PR #1067, opened 2018-11-23
Improve storage benchmarks

alekseysidorov:
This changes were extracted from the https://github.com/exonum/exonum/pull/1046 PR

- Replace old nightly only benchmarks by the criterion based.
- Use elements/sec metric instead of total time.
- Sort dependencies in the toml files.


exonum/benches/criterion/storage.rs
```diff
@@ -45,58 +52,119 @@ fn generate_random_kv(len: usize) -> Vec<([u8; KEY_SIZE], Vec<u8>)> {
...
+        || {
+            (0..*len)
+                .map(|_| {
+                    let mut chunk = vec![0; 64];
+                    rng.fill_bytes(&mut chunk);
+                    chunk
+                }).collect::<Vec<_>>()
+        },
+        |data| {
+            for item in data {
```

[Problem statement]
Your answer should be one number: how many lines in the preceding listing hold "criterion".

[Result of this task]
2